_The problem_:
Search the records for the string "seems". Copy each line where it occurs.
Given data Start Marker
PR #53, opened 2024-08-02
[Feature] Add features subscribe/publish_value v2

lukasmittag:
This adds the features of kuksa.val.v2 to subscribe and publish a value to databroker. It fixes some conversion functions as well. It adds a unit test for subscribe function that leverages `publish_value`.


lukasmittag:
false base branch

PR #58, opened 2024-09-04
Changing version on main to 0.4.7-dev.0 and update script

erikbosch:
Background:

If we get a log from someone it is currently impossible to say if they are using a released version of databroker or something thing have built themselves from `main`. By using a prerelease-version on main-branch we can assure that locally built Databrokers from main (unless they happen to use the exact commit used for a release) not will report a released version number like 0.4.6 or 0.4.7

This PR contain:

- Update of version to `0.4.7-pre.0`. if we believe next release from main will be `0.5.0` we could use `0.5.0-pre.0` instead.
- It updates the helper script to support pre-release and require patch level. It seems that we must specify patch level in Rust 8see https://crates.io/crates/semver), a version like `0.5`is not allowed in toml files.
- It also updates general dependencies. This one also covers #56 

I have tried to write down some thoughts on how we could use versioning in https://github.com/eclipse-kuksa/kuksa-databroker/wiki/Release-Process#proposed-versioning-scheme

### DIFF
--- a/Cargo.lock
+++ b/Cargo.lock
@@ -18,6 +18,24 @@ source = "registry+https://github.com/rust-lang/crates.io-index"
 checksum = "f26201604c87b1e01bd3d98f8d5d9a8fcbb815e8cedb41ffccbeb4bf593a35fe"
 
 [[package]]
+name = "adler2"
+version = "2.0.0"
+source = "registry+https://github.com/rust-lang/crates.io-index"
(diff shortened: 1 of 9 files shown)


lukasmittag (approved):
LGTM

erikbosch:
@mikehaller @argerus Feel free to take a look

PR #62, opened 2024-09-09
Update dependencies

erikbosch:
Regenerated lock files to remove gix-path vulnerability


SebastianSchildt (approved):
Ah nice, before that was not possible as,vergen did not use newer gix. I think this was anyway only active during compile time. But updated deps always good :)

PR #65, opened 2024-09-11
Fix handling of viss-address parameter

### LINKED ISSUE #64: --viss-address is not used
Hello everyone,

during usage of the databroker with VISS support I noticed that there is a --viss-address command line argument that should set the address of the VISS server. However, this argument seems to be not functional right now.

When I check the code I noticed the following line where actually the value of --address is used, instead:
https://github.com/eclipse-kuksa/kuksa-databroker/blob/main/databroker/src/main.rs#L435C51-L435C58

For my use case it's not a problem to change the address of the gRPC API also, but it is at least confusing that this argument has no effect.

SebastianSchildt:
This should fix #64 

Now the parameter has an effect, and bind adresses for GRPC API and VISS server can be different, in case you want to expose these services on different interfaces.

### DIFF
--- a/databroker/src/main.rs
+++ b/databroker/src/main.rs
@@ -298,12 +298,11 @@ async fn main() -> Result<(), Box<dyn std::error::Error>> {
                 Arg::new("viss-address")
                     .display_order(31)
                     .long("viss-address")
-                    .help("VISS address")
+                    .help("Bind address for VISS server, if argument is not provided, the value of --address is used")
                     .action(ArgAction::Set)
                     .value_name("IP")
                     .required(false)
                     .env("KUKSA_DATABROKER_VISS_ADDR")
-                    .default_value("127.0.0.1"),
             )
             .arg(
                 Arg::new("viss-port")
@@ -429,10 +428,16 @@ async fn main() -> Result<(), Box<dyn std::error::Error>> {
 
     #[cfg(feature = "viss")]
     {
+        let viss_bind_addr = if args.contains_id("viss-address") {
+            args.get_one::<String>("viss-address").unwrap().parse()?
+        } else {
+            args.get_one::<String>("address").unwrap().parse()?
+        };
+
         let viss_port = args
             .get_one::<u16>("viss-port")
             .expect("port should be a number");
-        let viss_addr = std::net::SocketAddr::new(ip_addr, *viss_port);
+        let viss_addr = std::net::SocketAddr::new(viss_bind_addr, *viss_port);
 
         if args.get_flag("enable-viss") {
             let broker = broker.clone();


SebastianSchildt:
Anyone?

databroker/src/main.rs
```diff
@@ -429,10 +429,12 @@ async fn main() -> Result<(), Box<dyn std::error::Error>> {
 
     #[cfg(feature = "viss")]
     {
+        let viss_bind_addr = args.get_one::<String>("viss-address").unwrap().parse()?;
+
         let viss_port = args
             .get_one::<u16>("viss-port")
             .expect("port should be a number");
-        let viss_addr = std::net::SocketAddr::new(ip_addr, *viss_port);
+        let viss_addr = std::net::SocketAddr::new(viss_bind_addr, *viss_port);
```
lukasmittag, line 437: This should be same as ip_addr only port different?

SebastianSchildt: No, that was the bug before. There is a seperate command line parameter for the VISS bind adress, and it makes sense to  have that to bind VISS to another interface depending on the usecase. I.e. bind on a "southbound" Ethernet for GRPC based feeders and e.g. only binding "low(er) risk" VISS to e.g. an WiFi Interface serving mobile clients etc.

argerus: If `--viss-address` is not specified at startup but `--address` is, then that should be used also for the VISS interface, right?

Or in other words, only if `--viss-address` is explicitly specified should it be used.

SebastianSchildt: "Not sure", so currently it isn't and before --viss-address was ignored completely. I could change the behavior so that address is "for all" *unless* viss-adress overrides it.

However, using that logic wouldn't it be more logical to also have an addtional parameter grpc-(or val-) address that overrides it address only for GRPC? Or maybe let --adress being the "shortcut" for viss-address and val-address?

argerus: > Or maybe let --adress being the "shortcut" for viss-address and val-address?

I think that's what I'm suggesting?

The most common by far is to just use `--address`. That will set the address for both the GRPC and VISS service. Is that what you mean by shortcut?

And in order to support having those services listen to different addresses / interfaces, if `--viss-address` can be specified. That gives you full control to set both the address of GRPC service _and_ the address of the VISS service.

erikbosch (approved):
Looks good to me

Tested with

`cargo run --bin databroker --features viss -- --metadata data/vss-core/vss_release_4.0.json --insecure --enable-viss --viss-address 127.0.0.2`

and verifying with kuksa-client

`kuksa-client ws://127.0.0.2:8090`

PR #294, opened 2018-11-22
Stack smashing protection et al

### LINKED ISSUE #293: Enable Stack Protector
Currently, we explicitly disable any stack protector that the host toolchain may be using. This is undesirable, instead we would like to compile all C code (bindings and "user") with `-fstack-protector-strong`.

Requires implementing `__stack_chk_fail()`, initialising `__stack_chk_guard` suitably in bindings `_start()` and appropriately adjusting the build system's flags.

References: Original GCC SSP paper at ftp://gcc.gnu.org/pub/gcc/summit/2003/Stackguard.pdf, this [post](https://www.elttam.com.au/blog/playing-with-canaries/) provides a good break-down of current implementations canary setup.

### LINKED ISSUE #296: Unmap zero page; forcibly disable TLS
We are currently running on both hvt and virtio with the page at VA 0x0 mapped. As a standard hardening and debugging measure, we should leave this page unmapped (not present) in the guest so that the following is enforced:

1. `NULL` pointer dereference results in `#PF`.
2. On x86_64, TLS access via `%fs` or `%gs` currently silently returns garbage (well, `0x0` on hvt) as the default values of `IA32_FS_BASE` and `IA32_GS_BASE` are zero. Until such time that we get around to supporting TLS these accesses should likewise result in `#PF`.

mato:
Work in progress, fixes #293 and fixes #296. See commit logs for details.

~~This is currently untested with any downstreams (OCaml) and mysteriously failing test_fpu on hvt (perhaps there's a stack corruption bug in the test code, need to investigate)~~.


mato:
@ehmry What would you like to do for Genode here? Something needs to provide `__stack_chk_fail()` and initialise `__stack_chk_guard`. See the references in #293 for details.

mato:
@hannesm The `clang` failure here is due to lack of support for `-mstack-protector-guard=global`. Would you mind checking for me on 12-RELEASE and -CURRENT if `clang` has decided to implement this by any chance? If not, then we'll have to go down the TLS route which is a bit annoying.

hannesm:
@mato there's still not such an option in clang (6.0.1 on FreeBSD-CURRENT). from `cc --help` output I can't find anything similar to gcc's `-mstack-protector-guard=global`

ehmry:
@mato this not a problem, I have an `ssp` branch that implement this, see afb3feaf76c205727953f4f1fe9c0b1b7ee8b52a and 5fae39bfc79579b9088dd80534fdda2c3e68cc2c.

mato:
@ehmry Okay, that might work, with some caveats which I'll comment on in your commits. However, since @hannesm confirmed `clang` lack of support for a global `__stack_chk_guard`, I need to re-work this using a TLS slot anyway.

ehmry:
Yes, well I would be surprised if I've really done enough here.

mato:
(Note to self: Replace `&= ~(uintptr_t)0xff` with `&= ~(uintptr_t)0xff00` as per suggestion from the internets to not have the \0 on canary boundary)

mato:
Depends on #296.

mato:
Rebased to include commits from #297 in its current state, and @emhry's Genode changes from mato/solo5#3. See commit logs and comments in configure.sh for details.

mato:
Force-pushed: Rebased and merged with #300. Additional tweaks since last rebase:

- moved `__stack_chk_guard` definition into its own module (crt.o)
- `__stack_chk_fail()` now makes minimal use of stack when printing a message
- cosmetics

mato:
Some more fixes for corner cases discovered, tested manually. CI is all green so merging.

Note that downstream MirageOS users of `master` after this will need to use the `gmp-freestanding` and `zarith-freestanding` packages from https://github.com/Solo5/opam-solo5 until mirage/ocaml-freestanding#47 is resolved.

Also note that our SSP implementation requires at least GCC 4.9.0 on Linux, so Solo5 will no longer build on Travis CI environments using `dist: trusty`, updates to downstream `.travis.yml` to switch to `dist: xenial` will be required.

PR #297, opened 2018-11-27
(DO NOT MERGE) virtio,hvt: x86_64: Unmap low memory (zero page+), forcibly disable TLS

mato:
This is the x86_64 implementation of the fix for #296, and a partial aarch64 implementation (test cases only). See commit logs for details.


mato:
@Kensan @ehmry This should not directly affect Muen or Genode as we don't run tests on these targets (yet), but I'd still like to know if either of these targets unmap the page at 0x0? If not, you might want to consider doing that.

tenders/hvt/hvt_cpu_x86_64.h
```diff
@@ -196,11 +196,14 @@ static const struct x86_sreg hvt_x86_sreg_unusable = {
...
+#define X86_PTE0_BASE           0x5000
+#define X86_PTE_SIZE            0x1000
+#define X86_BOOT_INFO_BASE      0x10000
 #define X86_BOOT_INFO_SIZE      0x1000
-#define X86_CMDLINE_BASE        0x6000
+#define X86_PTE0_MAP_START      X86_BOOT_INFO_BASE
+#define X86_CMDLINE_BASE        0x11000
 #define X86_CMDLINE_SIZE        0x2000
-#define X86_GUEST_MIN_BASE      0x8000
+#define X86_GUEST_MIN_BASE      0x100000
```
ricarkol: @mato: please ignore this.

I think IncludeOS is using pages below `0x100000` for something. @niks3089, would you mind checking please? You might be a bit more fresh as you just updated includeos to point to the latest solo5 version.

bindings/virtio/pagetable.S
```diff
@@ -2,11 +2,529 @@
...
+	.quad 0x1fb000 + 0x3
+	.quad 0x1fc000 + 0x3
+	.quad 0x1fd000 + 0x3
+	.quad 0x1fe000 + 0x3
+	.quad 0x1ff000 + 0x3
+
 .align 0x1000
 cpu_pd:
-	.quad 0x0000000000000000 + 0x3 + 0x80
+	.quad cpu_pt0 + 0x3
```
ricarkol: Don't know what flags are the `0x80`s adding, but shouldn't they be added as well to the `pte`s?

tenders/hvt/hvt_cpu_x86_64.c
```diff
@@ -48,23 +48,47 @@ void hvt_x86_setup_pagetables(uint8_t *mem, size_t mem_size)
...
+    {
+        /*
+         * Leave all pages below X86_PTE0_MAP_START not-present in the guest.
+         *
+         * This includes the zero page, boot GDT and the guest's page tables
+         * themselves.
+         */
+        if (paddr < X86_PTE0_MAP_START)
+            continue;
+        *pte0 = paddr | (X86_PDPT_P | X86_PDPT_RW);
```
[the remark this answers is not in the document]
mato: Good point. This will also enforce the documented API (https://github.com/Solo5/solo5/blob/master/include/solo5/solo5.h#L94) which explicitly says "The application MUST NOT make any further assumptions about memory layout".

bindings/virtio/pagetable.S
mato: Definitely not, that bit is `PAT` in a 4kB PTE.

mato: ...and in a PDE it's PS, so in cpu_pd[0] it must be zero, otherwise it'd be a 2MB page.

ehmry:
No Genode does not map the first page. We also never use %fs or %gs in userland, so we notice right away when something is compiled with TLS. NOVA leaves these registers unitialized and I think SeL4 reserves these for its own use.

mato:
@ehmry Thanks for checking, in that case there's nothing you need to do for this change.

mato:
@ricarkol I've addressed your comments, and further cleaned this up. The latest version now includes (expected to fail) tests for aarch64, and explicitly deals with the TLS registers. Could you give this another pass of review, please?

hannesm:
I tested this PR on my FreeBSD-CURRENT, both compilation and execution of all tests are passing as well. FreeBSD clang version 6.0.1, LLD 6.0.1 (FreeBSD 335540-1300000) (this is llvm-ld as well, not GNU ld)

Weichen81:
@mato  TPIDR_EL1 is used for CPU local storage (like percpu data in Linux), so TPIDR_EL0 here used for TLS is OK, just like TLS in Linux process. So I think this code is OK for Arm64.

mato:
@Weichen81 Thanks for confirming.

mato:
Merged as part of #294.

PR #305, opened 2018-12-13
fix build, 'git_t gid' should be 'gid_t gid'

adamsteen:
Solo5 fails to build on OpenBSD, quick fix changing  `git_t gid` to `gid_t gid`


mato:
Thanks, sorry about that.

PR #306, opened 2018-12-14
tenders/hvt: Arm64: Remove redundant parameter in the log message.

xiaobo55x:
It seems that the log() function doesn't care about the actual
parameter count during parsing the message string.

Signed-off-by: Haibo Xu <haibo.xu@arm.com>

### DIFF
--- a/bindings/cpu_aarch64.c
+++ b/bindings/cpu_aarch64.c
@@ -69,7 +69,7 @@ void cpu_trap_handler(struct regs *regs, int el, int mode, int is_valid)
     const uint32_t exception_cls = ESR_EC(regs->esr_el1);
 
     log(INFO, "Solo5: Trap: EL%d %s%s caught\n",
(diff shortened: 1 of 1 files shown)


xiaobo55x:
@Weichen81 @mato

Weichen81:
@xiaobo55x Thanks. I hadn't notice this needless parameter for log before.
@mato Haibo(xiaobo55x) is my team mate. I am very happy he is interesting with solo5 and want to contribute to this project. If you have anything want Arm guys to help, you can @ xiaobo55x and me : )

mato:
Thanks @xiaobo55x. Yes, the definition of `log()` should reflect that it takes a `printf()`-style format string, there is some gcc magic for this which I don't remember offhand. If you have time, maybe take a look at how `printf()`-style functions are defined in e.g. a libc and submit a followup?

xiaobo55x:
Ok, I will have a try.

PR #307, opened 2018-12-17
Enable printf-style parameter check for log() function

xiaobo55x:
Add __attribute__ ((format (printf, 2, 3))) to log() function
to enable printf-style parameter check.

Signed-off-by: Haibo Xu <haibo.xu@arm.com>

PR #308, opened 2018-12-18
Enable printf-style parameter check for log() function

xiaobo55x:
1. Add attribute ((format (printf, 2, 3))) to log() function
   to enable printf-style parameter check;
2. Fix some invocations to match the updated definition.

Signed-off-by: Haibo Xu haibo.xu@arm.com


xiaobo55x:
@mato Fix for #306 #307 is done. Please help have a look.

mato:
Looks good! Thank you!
Given data End Marker
_Answer area_:
- It updates the helper script to support pre-release and require patch level. It seems that we must specify patch level in Rust 8see https://crates.io/crates/semver), a version like `0.5`is not allowed in toml files.
during usage of the databroker with VISS support I noticed that there is a --viss-address command line argument that should set the address of the VISS server. However, this argument seems to be not functional right now.
It seems that the log() function doesn't care about the actual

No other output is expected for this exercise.